Prior Warnings and Disability Accommodations Rights

prior warnings and disability accommodations rightsThe California courts make it clear that it is illegal to deny reasonable accommodations to a disable employee because of his disciplinary record related to that disability. In Humphrey v Memorial Hosps. Ass’n (2001), a medical transcriptionist with obsessive compulsive disorder (OCD) was consistently late to work because of ritualistic grooming behaviors in the morning. The employer denied her a request for accommodation with a work-from-home arrangement, relying on its policy of not allowing such arrangements for employees with a disciplinary record. The court explained in that case that it would be inconsistent with the purposes of ADA laws to permit an employer to deny an otherwise reasonable accommodation because of past disciplinary action taken due to the disability sought to be accommodated.

Similarly, in EEOC v Ford Motor Company (2014), the court rejected the employer’s argument that they could deny a telecommuting accommodation because of the claimant’s past attendance issues, since those attendance issues were caused by the claimant’s IBS (irritable bowel syndrome) which is also considered a disability under both ADA and FEHA. More significantly, this case is a landmark decision in a sense that it notes that telecommuting can be a reasonable accommodation, especially in light of the modern times when technology provides more and more options for employees to perform their work tasks remotely and for the employer to operate just as effectively when their workers perform many of their job duties remotely.

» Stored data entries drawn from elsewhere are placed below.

PR #1606, opened 2026-09-02
feat(tabs): restart GIF playback when a tab is selected

DamaraNadhra:
| 🎫 Resolve CX-3887 |
| :-----------------: |

## 🎯 What does this PR do?

**Problem**
GIFs inside `<Tab>` never restart. `Tabs` keeps every panel mounted and toggles `hidden` (deliberate — 9499ed3b added it so runtime Tailwind can scan inactive tabs' classes on first paint), so the `` is never re-created. Playback position lives in the image element: a looping GIF keeps advancing while hidden, and a non-looping one is stuck on its last frame. Re-selecting a tab shows the animation mid-loop or already over

**Fix**
New `hooks/useRestartAnimatedImages` takes the active index and returns a ref array to attach to each panel. When the active index changes, it walks that panel's `` elements and, for any whose src matches `.gif`/`.webp`/`.apng`, clears and restores `src`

Interestingly, the court was not impressed with one of the alternative accommodations proposed to the claimant in that case, where they would move her office closer to the restroom. Because the claimant’s condition was so severe and uncontrollable that she could soil herself by merely standing up, moving her closer to the restroom and subjecting her to the humiliation of having her co-workers witness how she was wetting herself, the court noted, was not a reasonable accommodation.

In light of the above decisions and the court’s analysis of the circumstances in each case, an employee who requests an who is denied 100% telecommuting arrangement, should request a partial telecommute, i.e. 2 or 3 days per week, or telecommute on per-need basis, due to the medical condition at issue.